Integration of Rock Physics Modelling to Improve Pore Pressure Prediction in Unconventional Shales
Jakob Heller*1 and Venkatesh Anantharamu 1, 1. Ikon Science
Abstract
Accurate formation pressure (pore pressure) prediction is essential for executing a safe and cost-effective drilling program. Unexpected overpressure is a major cause of drilling hazards, costing the industry billions of dollars, and posing a huge potential risk for damage to the environment. Overpressure also has a significant impact on the ability to artificially fracture shale formations as well as increasing the production drive of liquid hydrocarbons and favor higher production rates.
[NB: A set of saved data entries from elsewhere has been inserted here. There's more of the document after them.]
PR #3606, opened 2023-10-07
Add XSLT transformation recipe

ammachado:
## What's changed?

Allow ChangePluginConfiguration to perform XSLT transformation on plugin configuration. Also, added a new recipe for arbitrary XSLT transformations.

## What's your motivation?

Perform XSLT transformations on XML files and on Maven plugin configuration.

No

No

FindAndReplace works for simple refactoring, but this allow more complex scenarios.

## Any additional context

No

### Checklist


rewrite-maven/src/main/java/org/openrewrite/maven/ChangePluginConfiguration.java
```diff
@@ -74,24 +91,45 @@ public Xml visitTag(Xml.Tag tag, ExecutionContext ctx) {
...
                             )
                             .findAny();
                     if (maybePlugin.isPresent()) {
                         Xml.Tag plugin = maybePlugin.get();
-                        if (configuration == null) {
+                        if (configuration == null && xslt == null && xsltResource == null) {
                             plugins = filterChildren(plugins, plugin,
                                     child -> !(child instanceof Xml.Tag && "configuration".equals(((Xml.Tag) child).getName())));
-                        } else {
+                        } else if (configuration != null && xslt == null && xsltResource == null) {
```
timtebeek, line 103: I'm wondering if we should simplify the logic here such that it's easier to follow and extend. Right now when there's both a configuration and xslt supplied, we don't do anything. That's perhaps confusing to folks. Instead I propose we let configuration to precedence, and update the logic to reflect that. Would you agree to that?
```suggestion
                        } else if (configuration != null) {
```

rewrite-maven/src/main/java/org/openrewrite/maven/ChangePluginConfiguration.java
```diff
@@ -74,24 +91,45 @@ public Xml visitTag(Xml.Tag tag, ExecutionContext ctx) {
...
                             plugins = addOrUpdateChild(plugins, plugin,
                                     Xml.Tag.build("<configuration>\n" + configuration + "\n</configuration>"),
                                     getCursor().getParentOrThrow());
+                        } else if (configuration == null) {
```
timtebeek, line 107:
```suggestion
                        } else if (xslt != null || xsltResource != null) {
```

rewrite-xml/build.gradle.kts
```diff
@@ -20,6 +20,7 @@ dependencies {
     api("com.fasterxml.jackson.core:jackson-annotations")
 
     compileOnly(project(":rewrite-test"))
+    compileOnly("org.slf4j:slf4j-api:1.7.+")
```
timtebeek, line 23: We don't often log from our recipes, as it's hard to uniformly present that output in the various ways recipes might run. Instead we often opt to add markers, which we might then in turn log, or present in some other way to the user, as appropriate. If at all possible I'd opt for markers, or no logging statements here too. What are your thoughts on that?

rewrite-xml/src/main/java/org/openrewrite/xml/XsltTransformation.java
```diff
@@ -0,0 +1,126 @@
...
+    String filePattern;
+
+    @Override
+    public String getDisplayName() {
+        return "XSLT transformation";
+    }
+
+    @Override
+    public String getDescription() {
+        return "Apply the specified XSLT transformation on.";
```
timtebeek, line 69: Did you intend to add more of a description here? At first glance it seemed like that to me.

rewrite-xml/src/main/java/org/openrewrite/xml/XsltTransformation.java
```diff
@@ -0,0 +1,126 @@
...
+    @Option(displayName = "XSLT Configuration transformation classpath resource",
+            description = "Recipe transformation provided as a classpath resource.")
+    String xsltResource;
+
+    @Option(displayName = "File pattern",
+            description = "A glob expression that can be used to constrain which directories or source files should be searched. " +
+                          "Multiple patterns may be specified, separated by a semicolon `;`. " +
+                          "If multiple patterns are supplied any of the patterns matching will be interpreted as a match.",
+            example = "**/*.xml")
+    String filePattern;
```
timtebeek, line 60: I'm wondering if it would make sense to add an xpath expression option to this recipe, such that we might not have to add the xslt options to `ChangePluginConfiguration`. This recipe can then match particular tags within specific files, and be used in isolation. Otherwise I might foresee XSLT options being added to more recipes, whereas that would complicate maintenance a bit going forward. Curious to hear how you'd feel about that.

rewrite-xml/src/main/java/org/openrewrite/xml/XsltTransformation.java
```diff
@@ -0,0 +1,126 @@
...
+        TreeVisitor<?, ExecutionContext> visitor = new XsltTransformationVisitor(loadResource(xslt, xsltResource));
+
+        @SuppressWarnings("unchecked")
+        TreeVisitor<?, ExecutionContext> check = Preconditions.or(Arrays.stream(filePattern.split(";"))
+                .map(HasSourcePath<ExecutionContext>::new)
+                .toArray(TreeVisitor[]::new));
+
+        visitor = Preconditions.check(check, visitor);
+
+        return visitor;
```
timtebeek, line 94:
```suggestion
        return Preconditions.check(check, visitor);
```

rewrite-xml/src/main/java/org/openrewrite/xml/XsltTransformation.java
```diff
@@ -0,0 +1,126 @@
...
+        Validated<Object> validated = super.validate();
+
+        if (StringUtils.isBlank(xslt) && StringUtils.isBlank(xsltResource)) {
+            validated = validated.and(Validated.missing("xslt", xslt, "XSLT")
+                    .or(Validated.missing("xsltResource", xsltResource, "XSLT Classpath resource")));
+        }
+
+        if (!StringUtils.isBlank(xslt) && !StringUtils.isBlank(xsltResource)) {
+            validated = validated.and(Validated.missing("xslt", xslt, "XSLT")
+                    .and(Validated.missing("xsltResource", xsltResource, "XSLT Classpath resource")));
```
timtebeek, line 108: Do the validated method calls here not imply the calls to `StringUtils.isBlank` ? I'd be quite surprised if we need to check these explicitly, but I'm not in my IDE as I go through this first review pass.

rewrite-xml/src/main/java/org/openrewrite/xml/XsltTransformationVisitor.java
```diff
@@ -0,0 +1,96 @@
...
+            try (ByteArrayOutputStream os = new ByteArrayOutputStream()) {
+                transformer.transform(text, new StreamResult(os));
+                if (log.isDebugEnabled()) {
+                    log.debug("Original document: {}", originalDocument);
+                    log.debug("New document: {}", os);
+                }
+                return document.withRoot(Xml.Tag.build(os.toString().replace("\r", "")));
+            }
+        } catch (IOException | TransformerException e) {
+            log.error(e.getMessage(), e);
```
timtebeek, line 76:
```suggestion
```

rewrite-xml/src/main/java/org/openrewrite/xml/XsltTransformationVisitor.java
```diff
@@ -0,0 +1,96 @@
...
+            Transformer transformer = TransformerFactory.newInstance().newTransformer(xsltSource);
+
+            String originalDocument = document.printAll();
+            Source text = new StreamSource(new ByteArrayInputStream(originalDocument.getBytes()));
+            try (ByteArrayOutputStream os = new ByteArrayOutputStream()) {
+                transformer.transform(text, new StreamResult(os));
+                if (log.isDebugEnabled()) {
+                    log.debug("Original document: {}", originalDocument);
+                    log.debug("New document: {}", os);
+                }
```
timtebeek, line 72:
```suggestion
```

rewrite-xml/src/main/java/org/openrewrite/xml/XsltTransformationVisitor.java
```diff
@@ -0,0 +1,96 @@
...
+import javax.xml.transform.stream.StreamResult;
+import javax.xml.transform.stream.StreamSource;
+import java.io.ByteArrayInputStream;
+import java.io.ByteArrayOutputStream;
+import java.io.IOException;
+import java.util.Objects;
+
+import static org.openrewrite.Tree.randomId;
+
+@Slf4j
```
timtebeek, line 38:
```suggestion
```

timtebeek (commented):
Impressive work already; thanks for getting this started! Curious to hear what you intend to use if for. I've gone through for a first round of review comments, let me know how you feel about what I've raised so far!

rewrite-xml/src/main/java/org/openrewrite/xml/XsltTransformationVisitor.java
ammachado: Do you have an example on how can I use Markers instead of slf4j?  I'm using slf4j here to get this information when I run maven with execution debug output on (`mvn -X`).

rewrite-xml/src/main/java/org/openrewrite/xml/XsltTransformation.java
ammachado: The idea here was to not let the user specify both `xslt` and `xsltResource` at the same time.

rewrite-maven/src/main/java/org/openrewrite/maven/ChangePluginConfiguration.java
ammachado: Yes, that's a great idea. I had a clone of the ChangePluginConfiguration doing only the XSLT transformations on my branch.

rewrite-xml/build.gradle.kts
ammachado: Logging is simpler, requires less knowledge of the intrinsics of OR.  But I'm interested in learning a different way to do this type of communication / user feedback. Is there any good example from where I can learn?

rewrite-xml/src/main/java/org/openrewrite/xml/XsltTransformation.java
ammachado: The ChangePluginConfiguration, in my use case, its' the simplest transformation. The general case XsltTransfomation is being used in my setup to convert OSGI / Karaf blueprints to Spring Boot.  The XsltTransformation can do search & replace on XML files without converting them to PlainText files as wel..

rewrite-xml/build.gradle.kts
jkschneider: Showing how markers are used. Agree with @timtebeek we cannot have logging statements in core recipes: https://app.moderne.io/recipes/org.openrewrite.java.search.FindMethods?organizationId=T3BlblJld3JpdGU%3D&defaults=W3sibmFtZSI6Im1ldGhvZFBhdHRlcm4iLCJ2YWx1ZSI6Im9yZy5vcGVucmV3cml0ZS5tYXJrZXIuU2VhcmNoUmVzdWx0IGZvdW5kKC4uKSJ9LHsibmFtZSI6Im1hdGNoT3ZlcnJpZGVzIiwidmFsdWUiOiJUcnVlIn1d

ammachado: Your example uses DataTables which are not available on OpenRecipe yet, just on Moderne.io.

timtebeek: Resolving this discussion as the logging was removed, and data tables are now available:
https://docs.openrewrite.org/running-recipes/data-tables

timtebeek (approved):
Great work! Added some minor polishing but otherwise good to go if you ask me. I'll leave a little room for further feedback before I merge, but will merge before the next release.

And thank for the kind contribution, explaining your intended use, and patience in seeing this through.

The standard approach to predict pore pressure is to use petrophysical logs or seismic velocities and assume that shales are cool, homogeneous and that any overpressure is due to under compaction. It is also generally assumed that the stress field is extensional such that the rocks currently are at the maximum burial depth/effective stress.
It is often the assumption that standard pore pressure prediction techniques cannot be applied to onshore, unconventional plays due to their often complex burial/uplift and erosion history combined with extensive diagenesis and hydrocarbon generation. Variability in total organic content (TOC), Vclay, mineralogy, cracks, natural fracture patterns, and permeability can all influence the evolution of pore pressure and our ability to accurately estimate pore pressure. For instance, changes in TOC have a similar response in elastic properties to changes in porosity and may give a “false” impression of the presence of overpressure and/or magnitude of overpressure.
In this study, pore pressures in a well (Well A) from the Midland Basin, West Texas have been estimated in a regional context. First, any potential overpressure mechanisms were assessed through Vp-Rho cross plot analysis. Then pore pressure magnitudes in the study area were assessed and estimated using a regional derived DFIT pressure trend validated against reported closure pressure from wells in the study area as well as from publicly available pressure data. Lastly, shale pore pressures were predicted in well A from raw (Vp) log data as well as from Vclay and TOC corrected (Vp) log data using both a conventional pore pressure prediction technique (equivalent depth method) and a rock physics constrained model (Vernik, 2016).
This initial study highlights that 1) shale pressure predictions from sonic/Vp log data using conventional pore pressure prediction techniques and a rock physics constrained PPP model using an inelastic compaction modulus (Cm) of 21 MPa (comparable with overpressure mainly from loading) gives similar results and matches reservoir data points from previous studies in the Wolfcamp Formation and 2) there is a need for a separation of lithology and pore pressure effects on log response to avoid misinterpretation of pore pressure/overpressure. Hence the integration of rock physics workflows in pore pressure prediction is important.